Implications of ligand binding studies for the catalytic mechanism of cytochrome c oxidase.

The reaction of oxidized bovine heart cytochrome c oxidase (CcO) with one equivalent of hydrogen peroxide results in the formation of two spectrally distinct species. The yield of these two forms is controlled by the ionization of a group with a pK(a) of 6.6. At basic pH, where this group is deprotonated, an intermediate called P dominates (P, because it was initially believed to be a peroxy compound). At acidic pH where the group is protonated, a different species, called F (ferryl intermediate) is obtained.
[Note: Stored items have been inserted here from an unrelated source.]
PR #432, opened 2024-04-24
People Content Block

blnkt:
**Related to**
https://github.com/lsst-epo/rubin-obs-api/pull/231

**What it Does**
Adds a People Entry type and a People Content Block available for page entries

**How to Test**
1. Create a handful of People entries, some with optional fields filled in, some without.
2. Add a People Content Block to a page
3. Save page entry and view on the frontend.  Expect no content block to render if no People have been added to the People Content Block
4. Add some Publications to the People Content Block
5. Save page entry and view on the frontend.  Expect content block to render now that it has People added


alexgoff:
With very long names, the grid items will grow to uneven sizes. The grid needs a column definition of
```css
grid-template-columns: repeat(3, minmax(0,1fr));
```

and the names need to be broken with

```css
word-break: break-word
```

image

alexgoff (changes requested):
With very long names, the grid items will grow to uneven sizes. The grid needs a column definition of
```css
grid-template-columns: repeat(3, minmax(0,1fr));
```

and the names need to be broken with

```css
word-break: break-word
```

image

PR #492, opened 2024-07-05
[C] Refactor i18n setup

alexgoff:
Refactoring the main site i18next setup to fall in line with the Investigations, and prepare for app router migration.

The main changes are:

- creating a new i18next instance with resources pulled in through an i18next backend, language detection, shared configs, and an unused server translation instance
- adding the next-intl/middleware to our current middleware to redirect users based on their browser locale and set a cookie that tracks locale.


ericdrosas87:
Screenshot 2024-07-22 at 12 01 08 PM

I wasn't able to get the _homepage_ or _about_ page to load in Spanish automatically even when I set Spanish to my preferred language in Chrome and set the Sensor tab to override my GPS to appear as if I'm in Mexico, but the Spanish translation toggle works fine with no errors.

ericdrosas87 (approved):

ericdrosas87 (approved):

PR #525, opened 2024-09-18
refactor: separate homepage from urisegments

### LINKED ISSUE #495: refactor: separate homepage from uriSegments
The `[[...uriSegments]].js` route houses all templates for all URI's. While other pages may not be immediate candidates for separation because their routing may change, the homepage is always expected to exist at the root directory of `/` or `[locale/` for non-English sites. 

Since the homepage also has unique conditions applied that make it different from other routes that use `...uriSegments`, there is a strong case for separating the homepage and it's separate logic into a new route with the following structure:

- [layout]
    - index.js <-- homepage
    - [[...uriSegments]].js <-- all other routes

This setup will enable better incremental migration into the app router as it simplifies the logic for each page.

alexgoff:
Separate the homepage from the `[...uriSegments]` catch-all since it has unique queries and URI structures. 

Side effect, refactor `getGlobalData` to query by current site rather than querying all sites and then filtering.

## Testing

Optimization benefits of separation:

### Original

- 100kb rendered, 381kb first load JS (per-page)
- 1.4mb total transferred
- 480kb JS

### Separated

- 2.75kb rendered, 352kb first load JS (for homepage)
- 1.3mb total transferred
- 397kb JS

Resolves #495

### DIFF
--- a/lib/api/global.js
+++ b/lib/api/global.js
@@ -10,7 +10,8 @@ import {
 } from "@/lib/api/fragments/global";
 import { categoriesFragment } from "@/lib/api/fragments/categories";
 import { userProfileFragment } from "@/lib/api/fragments/page";
-export async function getGlobalData() {
+
+export async function getGlobalData(site = "default") {
   const query = gql`
     ${linkFragment}
     ${siteInfoFragment}
@@ -19,10 +20,10 @@ export async function getGlobalData() {
     ${contactFormFragment}
     ${categoriesFragment}
     ${userProfileFragment}
-    {
+    query getGlobalData($site: [String]) {
       pageTree: entries(
         section: "pages"
-        site: "default"
+        site: $site
         level: 1
         isVisible: true
       ) {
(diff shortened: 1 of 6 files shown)


lib/api/global.js
```diff
@@ -19,42 +20,10 @@ export async function getGlobalData() {
     ${contactFormFragment}
     ${categoriesFragment}
     ${userProfileFragment}
-    {
+    query getGlobalData($site: [String]) {
```
alexgoff, line 23: previously all global data was being fetched twice and stored like:

```
data {
    global: {...},
    global_es: {...}`
}
```

This change adds the site as a param in the function and only retrieves globals for the current site, effectively halving the query size.

pages/[locale]/[...uriSegments]/index.js
Comment (alexgoff) [inline pages/[locale]/[...uriSegments]/index.js:1]: remove homepage references from uriSegments and change from an optional catch-all to a simple catch-all

pages/api/preview.js
```diff
@@ -47,14 +48,31 @@ const preview = async (request, response) => {
...
-  const redirectUri = res.entry.uri === CRAFT_HOMEPAGE_URI ? "" : res.entry.uri;
-  const redirect = `/${locale}/${redirectUri}`;
-  const cookiePath = `${site === "default" ? "" : `/${locale}`}/${redirectUri}`;
-
   // Enable Draft Mode by setting the cookie
   response.setDraftMode({ enable: true });
-  response.setPreviewData({ previewToken }, { path: cookiePath, maxAge: 120 });
-  response.redirect(redirect);
+
+  if (res.entry.uri === CRAFT_HOMEPAGE_URI) {
```
alexgoff, line 54: refine the preview URI structure to reflect that the homepage is now in it's own directory

ericdrosas87 (approved):

PR #528, opened 2024-09-20
refactor: add revalidatePath support to revalidate endpoint

### LINKED ISSUE #514: refactor: add revalidatePath support to `revalidate` endpoint
Add support for app directory’s [revalidatePath](https://nextjs.org/docs/app/building-your-application/caching#revalidatepath) API to our existing revalidation endpoint

alexgoff:
Adds an app directory Route Handler that performs revalidation to support to our existing `revalidate` endpoint. The existing `api/revalidate` endpoint will call this new `api/app-revalidate` endpoint with the same arguments.

Testing this is tricky, since we do not have any app directory routes, but can be done with the following:

- add an `app` folder with `[locale]` as a child folder, and `my-page` as a folder within `[locale]`. 
```
app
|- [locale]
  |- my-page
    |- page.jsx
```

- add a `page.jsx` to `my-page` that default exports a React component. Inside the component, fetch a random number from an API and display it.
- 
```jsx
const Page = async () => {
    const response = await fetch('http://www.randomnumberapi.com/api/v1.0/random?min=100&max=1000&count=1');
    const number = await response.json();

    return <h1>{number}</h1>
}
```

- In `app/api/app-revalidate/route.ts` add `revalidatePath('/[locale]/my-page', 'page')` after the existing `revalidatePath`
- Start a production build with `yarn bs`
- Visit `/es/my-page` and refresh a few times, the number should not change.
- Save an entry in CraftCMS, look for any console errors
- Visit `/es/my-page` again and the number should change

Resolves #514

### DIFF
--- a/app/api/app-revalidate/route.ts
+++ b/app/api/app-revalidate/route.ts
@@ -1,0 +1,37 @@
+import { revalidatePath } from "next/cache";
+import { NextRequest, NextResponse } from "next/server";
+
+const REVALIDATE_SECRET_TOKEN = process.env.CRAFT_REVALIDATE_SECRET_TOKEN;
+
+export async function GET(request: NextRequest): Promise<NextResponse> {
+  const uri = request.nextUrl.searchParams.get("uri");
+  const secret = request.nextUrl.searchParams.get("secret");
+
+  if (!uri) {
+    return NextResponse.json({
+      revalidated: false,
+      now: Date.now(),
+      message: "Missing path to revalidate",
+    });
+  }
+
+  if (secret !== REVALIDATE_SECRET_TOKEN) {
+    return NextResponse.json({
+      revalidated: false,
+      now: Date.now(),
+      message: "Invalid token",
+    });
+  }
+
+  if (uri) {
+    revalidatePath(`/[locale]/${uri}`, "page");
+
+    return NextResponse.json({ revalidated: true, now: Date.now() });
+  }
+
+  return NextResponse.json({
+    revalidated: false,
+    now: Date.now(),
+    message: "Error revalidating",
+  });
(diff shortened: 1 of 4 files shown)


pages/api/revalidate.js
```diff
@@ -22,6 +23,12 @@ async function handler(req, res) {
     return res.status(500).json({ error: `The parameter "uri" is required.` });
   }
 
+  try {
```
alexgoff, line 26: since we don't have an app directory setup, squash the error message that will throw when trying to revalidate path

pages/api/revalidate.js
```diff
@@ -23,6 +31,9 @@ async function handler(req, res) {
   }
 
   try {
+    const searchParams = new URLSearchParams(query);
+
+    await fetch(`${BASE_URL}/api/app-revalidate?${searchParams.toString()}`);
```
alexgoff, line 36: forward the request to `/app-revalidate`. Eventually this API will be deprecated and `/app-revalidate` will be renamed to `/revalidate` and assume the role as primary revalidator

app/api/app-revalidate/route.ts
```diff
@@ -0,0 +1,37 @@
+import { revalidatePath } from "next/cache";
+import { NextRequest, NextResponse } from "next/server";
+
+const REVALIDATE_SECRET_TOKEN = process.env.CRAFT_REVALIDATE_SECRET_TOKEN;
+
+export async function GET(request: NextRequest): Promise<NextResponse> {
```
alexgoff, line 6: direct clone of investigations revalidation setup

ericdrosas87 (approved):

PR #75, opened 2024-05-08
Rename toc titles to be more consistent with expected behaviors

schnecle:


docs/models.md
```diff
@@ -1,4 +1,8 @@
-# Models
+# Generating Content
```
kevinthecheung, line 1:
```suggestion
# Generating content
```

kevinthecheung (approved):

PR #80, opened 2024-05-08
Moving the dotprompt package into a plugin

maxl0rd:
- Dotprompt should now be configured as a plugin but has fallback behavior to look in a default prompts folder so no existing code should break.
- Async init used to load the entire prompts folder even if prompts are not explicitly referenced in code.


js/plugins/dotprompt/src/registry.ts
```diff
@@ -0,0 +1,103 @@
...
+import { Dotprompt } from './prompt.js';
+
+export async function lookupPrompt(
+  dir: string,
+  name: string,
+  variant?: string
+): Promise<Dotprompt> {
+  // Expect to find the prompt in the registry
+  const registryPrompt = (await lookupAction(
+    `/prompt/${name}${variant ? `.${variant}` : ''}`
```
pavelgj, line 31: why not register .prompts under `/prompt/dotprompt/${name}${variant ? `.${variant}` : ''}`? This way `lookupAction` will handle plugin initialization for you.

maxl0rd: Ok, I wasn't aware of that, but I see how it resolves some issues. I'll try that.

js/plugins/dotprompt/src/registry.ts
```diff
@@ -0,0 +1,103 @@
...
+  const expectedFileName = `${name}${variant ? `.${variant}` : ''}.prompt`;
+  const promptFolder = resolve(dir);
+  const promptExists = existsSync(join(promptFolder, expectedFileName));
+  if (promptExists) {
+    return loadPrompt(promptFolder, expectedFileName);
+  } else {
+    throw new GenkitError({
+      source: 'dotprompt',
+      status: 'NOT_FOUND',
+      message: `Could not find '${name}.prompt' in the prompts folder.`,
```
mbleigh, line 56: To cover variants don't you want

```suggestion
      message: `Could not find '${expectedFileName}' in the prompts folder.`,
```

js/plugins/dotprompt/src/index.ts
```diff
@@ -14,14 +14,53 @@
...
 import { basename } from 'path';
-
 import { defineDotprompt, Dotprompt } from './prompt.js';
-import { lookupPrompt } from './registry.js';
+import { loadPromptFolder, lookupPrompt } from './registry.js';
 
 export { defineDotprompt, Dotprompt };
 
+export interface DotpromptPluginOptions {
+  promptDir: string;
```
mbleigh, line 27:
```suggestion
  dir: string;
```

It's the Dotprompt plugin, so the directory is naturally for prompts. Also this should have a default value of `./prompts`.

js/plugins/dotprompt/src/index.ts
```diff
@@ -14,14 +14,53 @@
...
+}
+
+let pluginOptions: DotpromptPluginOptions;
```
mbleigh, line 30: This is weird global state stuff. Will this go away once you fix async init?

js/plugins/dotprompt/src/registry.ts
maxl0rd: Done

js/plugins/dotprompt/src/index.ts
maxl0rd: Done

js/plugins/dotprompt/src/index.ts
maxl0rd: Yes, we don't need this any more!

js/plugins/dotprompt/src/registry.ts
maxl0rd: This is working now!

js/plugins/dotprompt/src/index.ts
mbleigh: Can you remove it then?

maxl0rd: Yes, it's removed. I just forgot to push it.

js/plugins/dotprompt/src/registry.ts
```diff
@@ -0,0 +1,111 @@
...
+    });
+  }
+}
+
+export async function loadPromptFolder(
+  dir: string = './prompts'
+): Promise<void> {
+  const promptsPath = resolve(dir);
+  return new Promise<void>((resolve, reject) => {
+    readdir(
```
pavelgj, line 74: there's a `readdirSync` variant... that you can use to avoid all this boilerplate with Promises.

pavelgj (approved):

MichaelDoyle:
Any samples that need to get updated based on this new plugin?

js/plugins/dotprompt/src/registry.ts
maxl0rd: I looked at that, but it was slightly harder to resolve the initialization at the right place.

PR #81, opened 2024-05-08
[Go] add vertexai embedder

ianlancetaylor:


go/plugins/vertexai/embed.go
```diff
@@ -0,0 +1,124 @@
...
+
+	endpoint := fmt.Sprintf("projects/%s/locations/%s/publishers/google/models/%s", e.projectID, e.location, e.model)
+
+	instances := make([]*structpb.Value, 0, len(req.Document.Content))
+	for _, part := range req.Document.Content {
+		fields := map[string]any{
+			"content": part.Text(),
+		}
+		if title != "" {
+			fields["title"] = title
```
randall77, line 65: It seems weird that these get set on every part, instead of once somewhere. I guess that's just how the proto wants them?

randall77 (approved):

go/plugins/vertexai/embed.go
ianlancetaylor: I agree that it is weird, but it is what the API examples do.

PR #84, opened 2024-05-08
Fix genkit init to work with new cli directory

MaesterChestnut:
Also fixes Lint error introduced by recent template change


pavelgj:
Hmm... just sent #83 but I think your fix is better

genkit-tools/cli/config/firebase.index.ts.template
```diff
@@ -26,7 +26,8 @@ export const menuSuggestionFlow = onFlow(
     }),
   },
   async (subject) => {
-    const prompt = `Suggest an item for the menu of a ${subject} themed restaurant`;
+    const prompt = `Suggest an item for the menu of a
+     ${subject} themed restaurant`;
```
pavelgj, line 30: is this intentional?

MaesterChestnut: Yes, but open to a different way of solving the max-len of 80 lint error for Firebase functions

sam-gc: I'd recommend this instead:
```ts
    const prompt =
        `Suggest an item for the menu of a ${subject} themed restaurant`;
```

genkit-tools/cli/config/firebase.index.ts.template
```diff
@@ -26,7 +26,8 @@ export const menuSuggestionFlow = onFlow(
...
 
     const llmResponse = await generate({
       model: $GENKIT_MODEL,
```
sam-gc, line 33: This file also needs a newline at the end I believe

sam-gc (changes requested):

tonybaroneee (approved):

sam-gc (approved):

PR #94, opened 2024-05-09
[Go] update dotprompt model strings to use provider/model

ianlancetaylor:
Also update coffee-shop to use GOOGLE_API_KEY rather than GEMINI_API_KEY.


jba (approved):

jba:
nit: commit message is slightly wrong: key is GOOGLE_GENAI_API_KEY.

PR #96, opened 2024-05-09
Replace jokeFlow with menuSuggestionFlow in flows.md

tagboola:


docs/flows.md
```diff
@@ -23,16 +28,16 @@ Input and output schemas for flows can be defined using `zod`.
...
   {
-    name: 'myFlow',
-    inputSchema: z.object({ subject: z.string() }),
+    name: 'menuSuggestionFlow',
+    inputSchema: z.object({ cuisine: z.string() }),
     outputSchema: z.string(),
   },
   async (input) => {
-    const output = doSomethingCool(input.subject);
+    const suggestion = makeMenuSuggestion(input.cuisine);
```
MichaelDoyle, line 38: Just the input get wrapped in an `input` object? Just trying to reconcile some examples here have it and others do not.

docs/flows.md
```diff
@@ -98,7 +103,7 @@ If the flow does not implement streaming `streamFlow` will behave identically to
 You can use the CLI to stream flows as well:
 
 ```posix-terminal
-genkit flow:run jokeFlow '"banana"' -s
+genkit flow:run streamer '"banana"' -s
```
MichaelDoyle, line 106: `streamer '"banana"'`? 

This looks off. should this be: `genkit flow:run menuSuggestionFlow '"French"' -s`

docs/flows.md
```diff
@@ -112,19 +117,17 @@ observability).
...
 import { onFlow, noAuth } from '@genkit-ai/firebase/functions';
 
-export const jokeFlow = onFlow(
+export const menuSuggestionFlow = onFlow(
   {
-    name: 'jokeFlow',
-    inputSchema: z.string(),
-    outputSchema: z.string(),
+    name: 'menuSuggestionFlow',
     authPolicy: noAuth(),
```
MichaelDoyle, line 128: Add a comment that this should probably be replaced by a "real" auth policy?

docs/flows.md
```diff
@@ -137,27 +140,42 @@ To deploy flows using Cloud Run and similar services, define your flows using `d
...
 
 ```js
 import { defineFlow, startFlowsServer } from '@genkit-ai/flow';
 
-export const flowA = defineFlow({ name: 'flowA' }, async (subject) => {
-  // ....
-});
+export const flowA = defineFlow(
+  {
+    name: 'menuSuggestionFlowA',
```
MichaelDoyle, line 164: `flowA` / `flowB` works because its generic in nature. I am not sure `menuSuggestionFlowA` / `menuSuggestionFlowB` reads the same way. Should we stick with flowA/flowB? or introduce a second flow name into the mix?

docs/flows.md
```diff
@@ -175,13 +193,20 @@ Sometimes when using 3rd party SDKs that that are not instrumented for observabi
 ```js
 import { defineFlow, run } from '@genkit-ai/flow';
 
-export const myFlow = defineFlow(
-  { name: 'myFlow', inputSchema: z.string(), outputSchema: z.string() },
+export const menuSuggestionFlow = defineFlow(
+  {
+    name: 'menuSuggestionFlow',
```
MichaelDoyle, line 198: Is this the right name for this flow? perhaps `findSimilarCuisinesFlow`?

docs/flows.md
```diff
@@ -175,13 +193,20 @@ Sometimes when using 3rd party SDKs that that are not instrumented for observabi
...
+    inputSchema: z.object({ cuisine: z.string() }),
+    outputSchema: z.string(),
+  },
   async (input) => {
-    const output = await run('step-name', async () => {
-      return await doSomething(input);
+    const cuisines = await run('find-similar-cusines', async () => {
```
MichaelDoyle, line 203: spell check; should be `find-similar-cuisines`

docs/flows.md
```diff
@@ -23,16 +28,16 @@ Input and output schemas for flows can be defined using `zod`.
...
+    name: 'menuSuggestionFlow',
+    inputSchema: z.object({ cuisine: z.string() }),
     outputSchema: z.string(),
   },
   async (input) => {
-    const output = doSomethingCool(input.subject);
+    const suggestion = makeMenuSuggestion(input.cuisine);
 
-    return output;
+    return llmResponse.text();
```
MichaelDoyle, line 40: `suggestion.text()`?

MichaelDoyle: Actually, simply `suggestion`? I don't think this code is calling an LLM. `makeMenuSuggestion` appears to be a user defined function call?

docs/flows.md
```diff
@@ -10,11 +10,16 @@ Firebase Genkit provides CLI and Developer UI tooling for working with flows
...
 import { defineFlow } from '@genkit-ai/flow';
 
-export const myFlow = defineFlow({ name: 'myFlow' }, async (input) => {
-  const output = doSomethingCool(input);
+export const menuSuggestionFlow = defineFlow(
+  {
+    name: 'menuSuggestionFlow',
+  },
+  async (cuisine) => {
+    const suggestion = makeMenuSuggestion(input);
```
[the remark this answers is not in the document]
tagboola: Done.

docs/flows.md
tagboola: Yeah this was a copy-pasta error, it should just be `suggestion`. Done.

docs/flows.md
tagboola: I actually didn't update the streaming example above since we don't have a menu-example for streaming yet.

Here's the
Screenshot 2024-05-09 at 3 36 05 PM
 sample code it's referenceing.

docs/flows.md
tagboola: Decided to just replace this with a real auth policy.

docs/flows.md
tagboola: Went back to `flowA` and `flowB`.

docs/flows.md
tagboola: Done.

docs/flows.md
tagboola: Yeah, but on second thought this seems like overkill. Just gonna do `z.string()` for simplicity.

docs/flows.md
tagboola: The idea is to use the same base `menuSuggestionFlow` and make small modifications to for each scenario. On second thought, I don't think the whole cuisine makes a ton of sense. I updated the exampels to be more aligned with the `menu/basic` sample.

docs/flows.md
MichaelDoyle: Oh - no worries. 2 things then...

- Banana is not a valid input for the streamer flow you cited (it expects a number)
- I am primarily just noticing that the flow (sorry no pun intended) of the docs was to simply enable streaming (-s) for the previous flow (jokeFlow). So we aught to do the same in this snippet? Or if you really wanted, menuSuggestionFlowStreaming or something like that? But I think the important thing being documented here is the CLI capability (`-s`).

MichaelDoyle: Aha, i didn't see the sample code immediately above . :)

Discussed offline - we are waiting for waiting for better sample code to incorporate that is on theme.

docs/flows.md
```diff
@@ -10,11 +10,16 @@ Firebase Genkit provides CLI and Developer UI tooling for working with flows
...
+    name: 'menuSuggestionFlow',
+  },
+  async (restaurantTheme) => {
+    const suggestion = makeMenuItemSuggestion(restaurantTheme);
 
-  return output;
-});
+    return suggestion;
+  }
+);
```
MaesterChestnut, line 22: I'm not sure this example _needs_ to change from the original

docs/flows.md
```diff
@@ -23,16 +28,16 @@ Input and output schemas for flows can be defined using `zod`.
 import { defineFlow } from '@genkit-ai/flow';
 import * as z from 'zod';
 
-export const myFlow = defineFlow(
+export const menuSuggestionFlow = defineFlow(
```
MaesterChestnut, line 31: I'm not sure this example _needs_ to change from the original

MaesterChestnut (approved):

docs/flows.md
```diff
@@ -175,13 +179,21 @@ Sometimes when using 3rd party SDKs that that are not instrumented for observabi
...
-    return output;
+
+    const suggestions = makeMenuItemSuggestions(themes);
+
+    return suggestions;
   }
 );
 ```
+
+See https://github.com/firebase/genkit/blob/main/js/samples/menu-example to view the sample app that uses the `menuSuggestionFlow`.
```
kevinthecheung, line 199:
```suggestion
See the [sample app](https://github.com/firebase/genkit/blob/main/js/samples/menu-example) that uses the `menuSuggestionFlow`.
```

kevinthecheung (approved):

docs/flows.md
tagboola: Do you think I should revert it back? I figured we would just use the menu suggestion theme throughout.

docs/flows.md
tagboola: Do you think I should revert it back? I figured we would just use the menu suggestion theme throughout.

docs/flows.md
tagboola: Took a pass at changing this so it's menu suggestion themed.

docs/flows.md
MaesterChestnut: My hesitancy comes from this `myFlow` example not necessarily being it's own theme; on it's own it's pretty generic. @kevinthecheung do you have an opinion here?

MaesterChestnut: on further thought; @kevinthecheung already approved this change; let's ship it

We previously proposed that the only difference between these two species is the presence of one proton in the catalytic center of F that is absent in P. It is now suggested that the catalytic center of this F form has the same redox and protonation state as a second ferryl intermediate produced at basic pH by two equivalents of hydrogen peroxide; the role of the second equivalent of H(2)O(2) is that of a proton donor in the conversion of P to F. Two chloride-binding sites have been detected in oxidized CcO. One site is located at the binuclear center; the second site was identified from the sensitivity of g=3 signal of cytochrome a to chloride in the EPR spectra of oxidized CcO. Turnover of CcO releases chloride from the catalytic center into the medium probably by one of the hydrophobic channels, proposed for oxygen access, with an orientation parallel to the membrane plane. Chloride in the binuclear center is most likely not involved in CcO catalysis. The influence of the second chloride site upon several reactions of CcO has been assessed. No correlation was found between chloride binding to the second site and the reactions that were examined.